● Your objective
Your answer must consist of every line from the data below that includes the word "things".

● Extracted data entries

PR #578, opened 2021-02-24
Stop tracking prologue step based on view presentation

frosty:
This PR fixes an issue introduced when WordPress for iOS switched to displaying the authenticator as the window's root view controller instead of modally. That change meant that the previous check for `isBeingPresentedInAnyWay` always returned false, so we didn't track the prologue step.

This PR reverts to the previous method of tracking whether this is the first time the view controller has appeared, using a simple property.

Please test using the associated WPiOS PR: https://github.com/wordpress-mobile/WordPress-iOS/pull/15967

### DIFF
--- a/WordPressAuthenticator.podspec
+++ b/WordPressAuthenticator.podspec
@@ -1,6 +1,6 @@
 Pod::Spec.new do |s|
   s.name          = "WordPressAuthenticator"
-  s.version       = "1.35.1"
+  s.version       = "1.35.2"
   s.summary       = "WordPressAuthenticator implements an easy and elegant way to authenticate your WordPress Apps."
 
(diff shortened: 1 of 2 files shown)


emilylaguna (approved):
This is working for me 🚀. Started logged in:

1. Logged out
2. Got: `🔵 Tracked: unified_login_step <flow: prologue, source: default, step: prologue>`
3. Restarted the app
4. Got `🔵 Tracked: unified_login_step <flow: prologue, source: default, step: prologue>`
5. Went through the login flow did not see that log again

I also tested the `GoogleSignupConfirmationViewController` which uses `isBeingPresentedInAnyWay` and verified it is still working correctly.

--

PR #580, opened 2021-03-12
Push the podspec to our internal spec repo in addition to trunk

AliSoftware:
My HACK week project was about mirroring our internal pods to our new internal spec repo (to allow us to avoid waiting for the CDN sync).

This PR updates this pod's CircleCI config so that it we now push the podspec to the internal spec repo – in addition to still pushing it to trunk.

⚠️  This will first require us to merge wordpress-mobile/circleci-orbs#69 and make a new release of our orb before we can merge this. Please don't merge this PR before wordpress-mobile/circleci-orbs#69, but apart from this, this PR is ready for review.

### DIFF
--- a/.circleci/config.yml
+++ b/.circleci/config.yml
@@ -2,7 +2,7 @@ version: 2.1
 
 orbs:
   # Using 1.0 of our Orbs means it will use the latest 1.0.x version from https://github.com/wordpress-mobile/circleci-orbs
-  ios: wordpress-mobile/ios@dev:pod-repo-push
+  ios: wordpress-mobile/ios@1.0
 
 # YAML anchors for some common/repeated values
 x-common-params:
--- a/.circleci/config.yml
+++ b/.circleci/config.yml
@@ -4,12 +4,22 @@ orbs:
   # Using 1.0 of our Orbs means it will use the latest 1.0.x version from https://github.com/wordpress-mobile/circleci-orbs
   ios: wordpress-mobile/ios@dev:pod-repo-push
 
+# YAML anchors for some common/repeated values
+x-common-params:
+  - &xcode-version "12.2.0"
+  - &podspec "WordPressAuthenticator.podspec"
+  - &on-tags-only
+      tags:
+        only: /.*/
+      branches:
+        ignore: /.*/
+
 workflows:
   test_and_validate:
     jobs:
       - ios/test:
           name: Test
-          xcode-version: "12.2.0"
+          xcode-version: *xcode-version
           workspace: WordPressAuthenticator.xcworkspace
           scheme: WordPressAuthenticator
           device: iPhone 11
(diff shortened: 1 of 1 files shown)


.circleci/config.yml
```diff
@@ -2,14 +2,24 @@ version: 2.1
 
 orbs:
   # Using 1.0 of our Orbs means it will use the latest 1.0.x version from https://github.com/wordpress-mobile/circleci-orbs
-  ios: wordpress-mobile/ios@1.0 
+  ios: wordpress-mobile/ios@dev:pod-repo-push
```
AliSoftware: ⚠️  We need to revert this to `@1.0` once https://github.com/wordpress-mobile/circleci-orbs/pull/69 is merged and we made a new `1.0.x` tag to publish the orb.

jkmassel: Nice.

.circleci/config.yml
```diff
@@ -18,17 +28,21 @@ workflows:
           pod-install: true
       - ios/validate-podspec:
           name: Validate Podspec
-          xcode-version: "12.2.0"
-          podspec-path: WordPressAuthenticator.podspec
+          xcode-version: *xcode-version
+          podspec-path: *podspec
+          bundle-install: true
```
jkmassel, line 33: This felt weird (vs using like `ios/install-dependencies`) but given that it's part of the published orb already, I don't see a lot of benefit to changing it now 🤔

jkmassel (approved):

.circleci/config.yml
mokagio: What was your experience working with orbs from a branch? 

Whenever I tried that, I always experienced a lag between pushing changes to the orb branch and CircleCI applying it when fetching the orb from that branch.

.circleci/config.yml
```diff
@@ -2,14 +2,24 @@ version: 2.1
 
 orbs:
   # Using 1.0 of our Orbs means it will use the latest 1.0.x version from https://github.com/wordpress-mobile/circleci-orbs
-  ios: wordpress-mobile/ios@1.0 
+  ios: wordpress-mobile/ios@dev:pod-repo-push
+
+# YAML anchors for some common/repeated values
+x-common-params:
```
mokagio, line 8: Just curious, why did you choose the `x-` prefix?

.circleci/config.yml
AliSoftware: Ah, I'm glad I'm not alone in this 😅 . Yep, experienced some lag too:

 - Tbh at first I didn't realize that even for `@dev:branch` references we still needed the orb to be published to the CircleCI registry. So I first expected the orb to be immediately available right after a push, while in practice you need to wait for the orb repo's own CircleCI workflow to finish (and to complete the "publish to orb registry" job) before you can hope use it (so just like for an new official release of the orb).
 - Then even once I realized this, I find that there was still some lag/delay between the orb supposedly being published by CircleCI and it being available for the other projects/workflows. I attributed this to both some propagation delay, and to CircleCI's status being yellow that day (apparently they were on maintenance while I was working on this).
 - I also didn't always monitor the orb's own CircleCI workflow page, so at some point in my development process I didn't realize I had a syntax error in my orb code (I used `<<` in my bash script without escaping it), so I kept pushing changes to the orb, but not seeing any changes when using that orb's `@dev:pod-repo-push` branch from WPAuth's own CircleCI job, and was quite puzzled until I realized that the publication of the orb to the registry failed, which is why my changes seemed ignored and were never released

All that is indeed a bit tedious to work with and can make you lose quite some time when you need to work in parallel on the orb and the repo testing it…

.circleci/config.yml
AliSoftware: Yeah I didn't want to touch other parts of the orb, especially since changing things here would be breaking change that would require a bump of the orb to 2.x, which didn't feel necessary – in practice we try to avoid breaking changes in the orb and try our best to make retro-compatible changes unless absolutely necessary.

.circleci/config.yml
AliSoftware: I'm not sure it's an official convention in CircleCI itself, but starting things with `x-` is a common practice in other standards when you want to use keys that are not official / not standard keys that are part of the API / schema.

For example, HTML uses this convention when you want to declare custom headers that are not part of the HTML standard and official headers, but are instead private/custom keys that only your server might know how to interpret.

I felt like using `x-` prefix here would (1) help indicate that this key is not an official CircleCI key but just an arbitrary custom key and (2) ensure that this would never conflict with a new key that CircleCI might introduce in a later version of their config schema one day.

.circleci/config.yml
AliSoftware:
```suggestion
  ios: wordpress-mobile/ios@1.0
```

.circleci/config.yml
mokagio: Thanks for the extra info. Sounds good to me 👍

---

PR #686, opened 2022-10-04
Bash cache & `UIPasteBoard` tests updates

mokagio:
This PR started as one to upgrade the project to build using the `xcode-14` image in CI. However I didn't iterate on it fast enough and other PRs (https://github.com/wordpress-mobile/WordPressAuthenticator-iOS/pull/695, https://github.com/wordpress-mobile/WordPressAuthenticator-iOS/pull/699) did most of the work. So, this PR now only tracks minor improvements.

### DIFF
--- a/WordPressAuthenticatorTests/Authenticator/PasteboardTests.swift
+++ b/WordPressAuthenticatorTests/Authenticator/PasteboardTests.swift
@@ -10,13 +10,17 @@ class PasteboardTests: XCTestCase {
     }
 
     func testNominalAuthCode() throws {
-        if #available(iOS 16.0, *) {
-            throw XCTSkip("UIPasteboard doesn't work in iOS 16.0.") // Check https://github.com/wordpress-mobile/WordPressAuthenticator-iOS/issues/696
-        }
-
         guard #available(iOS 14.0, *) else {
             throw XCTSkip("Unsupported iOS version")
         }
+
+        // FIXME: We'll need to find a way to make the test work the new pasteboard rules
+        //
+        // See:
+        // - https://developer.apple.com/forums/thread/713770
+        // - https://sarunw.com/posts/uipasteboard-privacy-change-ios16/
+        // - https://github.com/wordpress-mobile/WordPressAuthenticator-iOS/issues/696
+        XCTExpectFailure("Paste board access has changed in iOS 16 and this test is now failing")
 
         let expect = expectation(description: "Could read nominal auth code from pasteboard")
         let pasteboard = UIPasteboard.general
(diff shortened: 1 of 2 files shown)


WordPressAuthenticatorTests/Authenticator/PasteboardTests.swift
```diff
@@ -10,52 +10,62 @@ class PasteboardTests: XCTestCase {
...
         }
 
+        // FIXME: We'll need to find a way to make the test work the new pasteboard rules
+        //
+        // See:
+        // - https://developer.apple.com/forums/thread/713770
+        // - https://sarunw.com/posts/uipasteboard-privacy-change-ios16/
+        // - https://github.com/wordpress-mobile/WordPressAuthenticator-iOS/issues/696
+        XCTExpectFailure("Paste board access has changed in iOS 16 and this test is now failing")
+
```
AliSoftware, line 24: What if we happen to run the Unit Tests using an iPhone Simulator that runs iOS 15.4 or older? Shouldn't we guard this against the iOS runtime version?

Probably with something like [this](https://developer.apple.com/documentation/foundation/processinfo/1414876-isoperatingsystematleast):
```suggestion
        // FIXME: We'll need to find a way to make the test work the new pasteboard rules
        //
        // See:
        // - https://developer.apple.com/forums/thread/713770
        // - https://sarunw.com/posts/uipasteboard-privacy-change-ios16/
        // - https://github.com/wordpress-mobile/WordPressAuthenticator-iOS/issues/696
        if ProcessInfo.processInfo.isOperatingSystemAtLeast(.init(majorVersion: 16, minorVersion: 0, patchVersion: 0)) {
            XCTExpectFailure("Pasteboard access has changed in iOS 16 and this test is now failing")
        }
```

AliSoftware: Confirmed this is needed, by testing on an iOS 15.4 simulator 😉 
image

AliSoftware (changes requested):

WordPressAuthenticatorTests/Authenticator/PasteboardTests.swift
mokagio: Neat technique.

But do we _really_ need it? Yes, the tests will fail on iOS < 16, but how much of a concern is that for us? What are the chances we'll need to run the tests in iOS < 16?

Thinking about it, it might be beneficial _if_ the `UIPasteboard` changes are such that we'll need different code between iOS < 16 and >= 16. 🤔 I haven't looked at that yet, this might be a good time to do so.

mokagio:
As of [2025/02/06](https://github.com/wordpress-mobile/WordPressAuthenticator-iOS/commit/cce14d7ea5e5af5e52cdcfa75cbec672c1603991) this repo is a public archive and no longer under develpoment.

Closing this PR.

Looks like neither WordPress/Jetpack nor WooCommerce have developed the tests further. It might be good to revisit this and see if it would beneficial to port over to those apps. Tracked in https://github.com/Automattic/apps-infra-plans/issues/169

● Answer space
AliSoftware: Yeah I didn't want to touch other parts of the orb, especially since changing things here would be breaking change that would require a bump of the orb to 2.x, which didn't feel necessary – in practice we try to avoid breaking changes in the orb and try our best to make retro-compatible changes unless absolutely necessary.
AliSoftware: I'm not sure it's an official convention in CircleCI itself, but starting things with `x-` is a common practice in other standards when you want to use keys that are not official / not standard keys that are part of the API / schema.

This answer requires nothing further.